Modelling bursty time series

TL;DR

This paper introduces a simple task-queuing model that explains bursty human activity patterns with power-law interevent times, providing exact asymptotic results and a scaling law linking interevent times and autocorrelation.

Contribution

The study presents an analytically solvable model that captures bursty dynamics and derives a universal scaling law between interevent time exponents and autocorrelation.

Findings

Interevent time distribution follows a power-law with exponents between 1 and 2.

A universal scaling law alpha + beta = 2 relates interevent and autocorrelation exponents.

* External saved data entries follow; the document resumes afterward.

PR #4251, opened 2024-04-09
Make tmp an emptydir

janboll:
`/tmp` is part of overlay fs right now. However it is used by i.e. terraform-resources and will be used by template-renderer soon for writig temporary data. Using an OverlayFS for writes can cause significant performance issues. Thus, create a separate mount for it using emptyDir

### DIFF
--- a/helm/qontract-reconcile/templates/template.yaml
+++ b/helm/qontract-reconcile/templates/template.yaml
@@ -416,6 +416,8 @@ objects:
             {{- end }}
           {{- end }}
           volumeMounts:
+          - name: tmp-dir
+            mountPath: /tmp
           - name: qontract-reconcile-toml
             mountPath: /config
           {{- if $integration.cache }}
@@ -485,8 +487,6 @@ objects:
               memory: 120Mi
           {{- end }}
           volumeMounts:
-          - name: tmp-dir
-            mountPath: /tmp
           - name: logs
             mountPath: /fluentd/log/
           - name: fluentd-config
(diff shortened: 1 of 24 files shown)


helm/qontract-reconcile/templates/template.yaml
```diff
@@ -521,6 +523,8 @@ objects:
           emptyDir: {}
         - name: fluentd-config
           emptyDir: {}
+        - name: tmp-dir
+          emptyDir: { }
```
rporres, line 527: how about adding a sizeLimit? Just in case

hemslo: we can expand `resources` section above to let each integration config `ephemeral-storage`, https://kubernetes.io/docs/concepts/configuration/manage-resources-containers/#setting-requests-and-limits-for-local-ephemeral-storage

janboll: Right now it's unrestricted as well. Why not add it when it gets a problem.

hemslo: I think that can be done in a new change as we usually don't set it even using emptyDir in many places.

hemslo (approved):
LGTM!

Slowly decaying autocorrelation indicates long-range dependence only if the scaling law is violated.

Abstract

Many human-related activities show power-law decaying interevent time distribution with exponents usually varying between 1 and 2. We study a simple task-queuing model, which produces bursty time series due to the nontrivial dynamics of the task list. The model is characterised by a priority distribution as an input parameter, which describes the choice procedure from the list. We give exact results on the asymptotic behaviour of the model and we show that the interevent time distribution is power-law decaying for any kind of input distributions that remain normalizable in the infinite list limit, with exponents tunable between 1 and 2. The model satisfies a scaling law between the exponents of interevent time distribution (alpha) and autocorrelation function (beta): alpha + beta = 2. This law is general for renewal processes with power-law decaying interevent time distribution. We conclude that slowly decaying autocorrelation function indicates long-range dependency only if the scaling law is violated.